* WHAT IS NEEDED *
Nothing but the data itself, reproduced exactly, is the expected answer.

********************

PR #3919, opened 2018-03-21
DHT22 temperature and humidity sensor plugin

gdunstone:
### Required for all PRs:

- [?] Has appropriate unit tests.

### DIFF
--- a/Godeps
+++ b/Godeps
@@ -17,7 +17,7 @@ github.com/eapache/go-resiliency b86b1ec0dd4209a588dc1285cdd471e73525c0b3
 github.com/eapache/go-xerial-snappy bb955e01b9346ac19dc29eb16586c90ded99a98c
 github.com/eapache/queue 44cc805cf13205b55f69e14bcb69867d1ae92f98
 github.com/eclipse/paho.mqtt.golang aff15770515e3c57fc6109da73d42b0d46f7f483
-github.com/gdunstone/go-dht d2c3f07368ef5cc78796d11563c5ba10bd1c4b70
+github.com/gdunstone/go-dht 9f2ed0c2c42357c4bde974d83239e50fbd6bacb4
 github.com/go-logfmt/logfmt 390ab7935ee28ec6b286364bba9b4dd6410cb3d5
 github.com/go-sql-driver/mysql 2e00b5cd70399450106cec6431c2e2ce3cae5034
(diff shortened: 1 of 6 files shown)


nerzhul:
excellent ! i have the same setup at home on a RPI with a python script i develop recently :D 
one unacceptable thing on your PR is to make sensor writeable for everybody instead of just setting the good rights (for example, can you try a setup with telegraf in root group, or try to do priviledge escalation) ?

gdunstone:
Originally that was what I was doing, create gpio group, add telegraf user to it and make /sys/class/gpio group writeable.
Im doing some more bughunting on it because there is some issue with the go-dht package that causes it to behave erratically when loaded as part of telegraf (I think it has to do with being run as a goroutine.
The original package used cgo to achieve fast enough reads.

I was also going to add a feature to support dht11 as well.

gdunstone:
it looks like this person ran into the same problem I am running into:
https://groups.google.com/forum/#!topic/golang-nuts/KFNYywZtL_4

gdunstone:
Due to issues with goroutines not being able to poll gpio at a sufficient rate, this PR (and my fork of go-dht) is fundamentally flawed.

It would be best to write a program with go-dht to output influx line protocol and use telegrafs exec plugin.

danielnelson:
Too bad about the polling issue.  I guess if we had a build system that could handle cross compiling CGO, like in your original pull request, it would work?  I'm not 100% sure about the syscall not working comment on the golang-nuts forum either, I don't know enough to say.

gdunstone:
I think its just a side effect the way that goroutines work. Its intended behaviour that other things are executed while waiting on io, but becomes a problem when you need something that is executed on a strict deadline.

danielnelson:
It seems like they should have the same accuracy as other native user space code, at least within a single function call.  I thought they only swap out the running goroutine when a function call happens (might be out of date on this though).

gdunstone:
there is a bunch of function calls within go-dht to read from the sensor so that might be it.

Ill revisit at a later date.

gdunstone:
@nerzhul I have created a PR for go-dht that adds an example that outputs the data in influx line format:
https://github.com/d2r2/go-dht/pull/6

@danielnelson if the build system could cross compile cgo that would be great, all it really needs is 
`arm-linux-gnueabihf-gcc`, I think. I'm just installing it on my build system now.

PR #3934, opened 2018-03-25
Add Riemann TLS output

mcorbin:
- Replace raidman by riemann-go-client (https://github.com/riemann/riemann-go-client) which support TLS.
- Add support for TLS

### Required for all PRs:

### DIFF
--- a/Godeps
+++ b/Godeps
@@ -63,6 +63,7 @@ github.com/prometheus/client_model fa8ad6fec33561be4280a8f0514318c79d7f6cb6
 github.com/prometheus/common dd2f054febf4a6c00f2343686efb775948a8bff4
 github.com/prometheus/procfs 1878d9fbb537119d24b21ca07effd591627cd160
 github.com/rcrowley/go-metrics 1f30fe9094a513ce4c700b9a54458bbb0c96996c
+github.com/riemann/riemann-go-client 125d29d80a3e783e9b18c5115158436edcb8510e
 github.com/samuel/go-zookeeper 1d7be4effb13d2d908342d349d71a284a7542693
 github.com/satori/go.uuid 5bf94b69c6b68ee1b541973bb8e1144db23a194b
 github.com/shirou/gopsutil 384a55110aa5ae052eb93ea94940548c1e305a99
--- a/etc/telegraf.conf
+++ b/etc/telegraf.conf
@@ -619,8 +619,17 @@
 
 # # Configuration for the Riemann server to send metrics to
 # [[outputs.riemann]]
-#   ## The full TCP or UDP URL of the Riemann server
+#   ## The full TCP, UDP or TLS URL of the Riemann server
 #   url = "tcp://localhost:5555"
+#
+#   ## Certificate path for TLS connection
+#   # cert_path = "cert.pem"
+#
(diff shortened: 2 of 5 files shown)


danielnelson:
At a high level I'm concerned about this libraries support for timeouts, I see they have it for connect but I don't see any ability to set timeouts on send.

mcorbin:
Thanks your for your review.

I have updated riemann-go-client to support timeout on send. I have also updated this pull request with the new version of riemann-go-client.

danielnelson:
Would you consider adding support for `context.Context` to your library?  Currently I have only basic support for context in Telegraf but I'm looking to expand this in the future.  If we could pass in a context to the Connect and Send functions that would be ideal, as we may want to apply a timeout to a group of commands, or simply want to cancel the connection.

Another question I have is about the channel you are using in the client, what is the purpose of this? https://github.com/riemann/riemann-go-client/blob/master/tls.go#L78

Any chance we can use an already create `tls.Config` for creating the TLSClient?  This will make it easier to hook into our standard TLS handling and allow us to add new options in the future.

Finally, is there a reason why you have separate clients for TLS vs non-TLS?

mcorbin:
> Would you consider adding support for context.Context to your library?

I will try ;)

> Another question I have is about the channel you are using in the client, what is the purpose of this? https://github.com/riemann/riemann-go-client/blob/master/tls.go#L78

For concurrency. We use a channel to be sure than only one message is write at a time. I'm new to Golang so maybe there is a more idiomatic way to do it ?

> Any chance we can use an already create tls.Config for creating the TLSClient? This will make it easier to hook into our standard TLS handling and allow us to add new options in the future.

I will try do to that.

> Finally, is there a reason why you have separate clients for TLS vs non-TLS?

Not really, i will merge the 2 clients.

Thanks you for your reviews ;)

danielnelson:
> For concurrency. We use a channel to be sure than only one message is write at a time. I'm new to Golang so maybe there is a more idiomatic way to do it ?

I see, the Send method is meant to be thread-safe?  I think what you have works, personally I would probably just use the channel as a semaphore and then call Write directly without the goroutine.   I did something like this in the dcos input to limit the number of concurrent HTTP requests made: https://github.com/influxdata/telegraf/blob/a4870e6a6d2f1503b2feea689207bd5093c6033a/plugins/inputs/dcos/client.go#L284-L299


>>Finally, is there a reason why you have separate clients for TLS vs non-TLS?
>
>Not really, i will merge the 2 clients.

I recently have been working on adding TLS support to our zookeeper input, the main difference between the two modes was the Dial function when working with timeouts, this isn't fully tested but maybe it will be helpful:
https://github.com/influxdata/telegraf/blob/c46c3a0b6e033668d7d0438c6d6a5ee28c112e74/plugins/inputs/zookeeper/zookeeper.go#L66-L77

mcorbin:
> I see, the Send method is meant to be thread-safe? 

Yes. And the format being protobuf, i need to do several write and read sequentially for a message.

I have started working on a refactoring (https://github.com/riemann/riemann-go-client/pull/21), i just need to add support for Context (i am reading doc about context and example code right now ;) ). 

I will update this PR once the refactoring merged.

********************

* WRITTEN RESPONSE *
PR #3919, opened 2018-03-21
DHT22 temperature and humidity sensor plugin

gdunstone:
### Required for all PRs:

- [?] Has appropriate unit tests.

### DIFF
--- a/Godeps
+++ b/Godeps
@@ -17,7 +17,7 @@ github.com/eapache/go-resiliency b86b1ec0dd4209a588dc1285cdd471e73525c0b3
 github.com/eapache/go-xerial-snappy bb955e01b9346ac19dc29eb16586c90ded99a98c
 github.com/eapache/queue 44cc805cf13205b55f69e14bcb69867d1ae92f98
 github.com/eclipse/paho.mqtt.golang aff15770515e3c57fc6109da73d42b0d46f7f483
-github.com/gdunstone/go-dht d2c3f07368ef5cc78796d11563c5ba10bd1c4b70
+github.com/gdunstone/go-dht 9f2ed0c2c42357c4bde974d83239e50fbd6bacb4
 github.com/go-logfmt/logfmt 390ab7935ee28ec6b286364bba9b4dd6410cb3d5
 github.com/go-sql-driver/mysql 2e00b5cd70399450106cec6431c2e2ce3cae5034
(diff shortened: 1 of 6 files shown)


nerzhul:
excellent ! i have the same setup at home on a RPI with a python script i develop recently :D 
one unacceptable thing on your PR is to make sensor writeable for everybody instead of just setting the good rights (for example, can you try a setup with telegraf in root group, or try to do priviledge escalation) ?

gdunstone:
Originally that was what I was doing, create gpio group, add telegraf user to it and make /sys/class/gpio group writeable.
Im doing some more bughunting on it because there is some issue with the go-dht package that causes it to behave erratically when loaded as part of telegraf (I think it has to do with being run as a goroutine.
The original package used cgo to achieve fast enough reads.

I was also going to add a feature to support dht11 as well.

gdunstone:
it looks like this person ran into the same problem I am running into:
https://groups.google.com/forum/#!topic/golang-nuts/KFNYywZtL_4

gdunstone:
Due to issues with goroutines not being able to poll gpio at a sufficient rate, this PR (and my fork of go-dht) is fundamentally flawed.

It would be best to write a program with go-dht to output influx line protocol and use telegrafs exec plugin.

danielnelson:
Too bad about the polling issue.  I guess if we had a build system that could handle cross compiling CGO, like in your original pull request, it would work?  I'm not 100% sure about the syscall not working comment on the golang-nuts forum either, I don't know enough to say.

gdunstone:
I think its just a side effect the way that goroutines work. Its intended behaviour that other things are executed while waiting on io, but becomes a problem when you need something that is executed on a strict deadline.

danielnelson:
It seems like they should have the same accuracy as other native user space code, at least within a single function call.  I thought they only swap out the running goroutine when a function call happens (might be out of date on this though).

gdunstone:
there is a bunch of function calls within go-dht to read from the sensor so that might be it.

Ill revisit at a later date.

gdunstone:
@nerzhul I have created a PR for go-dht that adds an example that outputs the data in influx line format:
https://github.com/d2r2/go-dht/pull/6

@danielnelson if the build system could cross compile cgo that would be great, all it really needs is 
`arm-linux-gnueabihf-gcc`, I think. I'm just installing it on my build system now.

PR #3934, opened 2018-03-25
Add Riemann TLS output

mcorbin:
- Replace raidman by riemann-go-client (https://github.com/riemann/riemann-go-client) which support TLS.
- Add support for TLS

### Required for all PRs:

### DIFF
--- a/Godeps
+++ b/Godeps
@@ -63,6 +63,7 @@ github.com/prometheus/client_model fa8ad6fec33561be4280a8f0514318c79d7f6cb6
 github.com/prometheus/common dd2f054febf4a6c00f2343686efb775948a8bff4
 github.com/prometheus/procfs 1878d9fbb537119d24b21ca07effd591627cd160
 github.com/rcrowley/go-metrics 1f30fe9094a513ce4c700b9a54458bbb0c96996c
+github.com/riemann/riemann-go-client 125d29d80a3e783e9b18c5115158436edcb8510e
 github.com/samuel/go-zookeeper 1d7be4effb13d2d908342d349d71a284a7542693
 github.com/satori/go.uuid 5bf94b69c6b68ee1b541973bb8e1144db23a194b
 github.com/shirou/gopsutil 384a55110aa5ae052eb93ea94940548c1e305a99
--- a/etc/telegraf.conf
+++ b/etc/telegraf.conf
@@ -619,8 +619,17 @@
 
 # # Configuration for the Riemann server to send metrics to
 # [[outputs.riemann]]
-#   ## The full TCP or UDP URL of the Riemann server
+#   ## The full TCP, UDP or TLS URL of the Riemann server
 #   url = "tcp://localhost:5555"
+#
+#   ## Certificate path for TLS connection
+#   # cert_path = "cert.pem"
+#
(diff shortened: 2 of 5 files shown)


danielnelson:
At a high level I'm concerned about this libraries support for timeouts, I see they have it for connect but I don't see any ability to set timeouts on send.

mcorbin:
Thanks your for your review.

I have updated riemann-go-client to support timeout on send. I have also updated this pull request with the new version of riemann-go-client.

danielnelson:
Would you consider adding support for `context.Context` to your library?  Currently I have only basic support for context in Telegraf but I'm looking to expand this in the future.  If we could pass in a context to the Connect and Send functions that would be ideal, as we may want to apply a timeout to a group of commands, or simply want to cancel the connection.

Another question I have is about the channel you are using in the client, what is the purpose of this? https://github.com/riemann/riemann-go-client/blob/master/tls.go#L78

Any chance we can use an already create `tls.Config` for creating the TLSClient?  This will make it easier to hook into our standard TLS handling and allow us to add new options in the future.

Finally, is there a reason why you have separate clients for TLS vs non-TLS?

mcorbin:
> Would you consider adding support for context.Context to your library?

I will try ;)

> Another question I have is about the channel you are using in the client, what is the purpose of this? https://github.com/riemann/riemann-go-client/blob/master/tls.go#L78

For concurrency. We use a channel to be sure than only one message is write at a time. I'm new to Golang so maybe there is a more idiomatic way to do it ?

> Any chance we can use an already create tls.Config for creating the TLSClient? This will make it easier to hook into our standard TLS handling and allow us to add new options in the future.

I will try do to that.

> Finally, is there a reason why you have separate clients for TLS vs non-TLS?

Not really, i will merge the 2 clients.

Thanks you for your reviews ;)

danielnelson:
> For concurrency. We use a channel to be sure than only one message is write at a time. I'm new to Golang so maybe there is a more idiomatic way to do it ?

I see, the Send method is meant to be thread-safe?  I think what you have works, personally I would probably just use the channel as a semaphore and then call Write directly without the goroutine.   I did something like this in the dcos input to limit the number of concurrent HTTP requests made: https://github.com/influxdata/telegraf/blob/a4870e6a6d2f1503b2feea689207bd5093c6033a/plugins/inputs/dcos/client.go#L284-L299


>>Finally, is there a reason why you have separate clients for TLS vs non-TLS?
>
>Not really, i will merge the 2 clients.

I recently have been working on adding TLS support to our zookeeper input, the main difference between the two modes was the Dial function when working with timeouts, this isn't fully tested but maybe it will be helpful:
https://github.com/influxdata/telegraf/blob/c46c3a0b6e033668d7d0438c6d6a5ee28c112e74/plugins/inputs/zookeeper/zookeeper.go#L66-L77

mcorbin:
> I see, the Send method is meant to be thread-safe? 

Yes. And the format being protobuf, i need to do several write and read sequentially for a message.

I have started working on a refactoring (https://github.com/riemann/riemann-go-client/pull/21), i just need to add support for Context (i am reading doc about context and example code right now ;) ). 

I will update this PR once the refactoring merged.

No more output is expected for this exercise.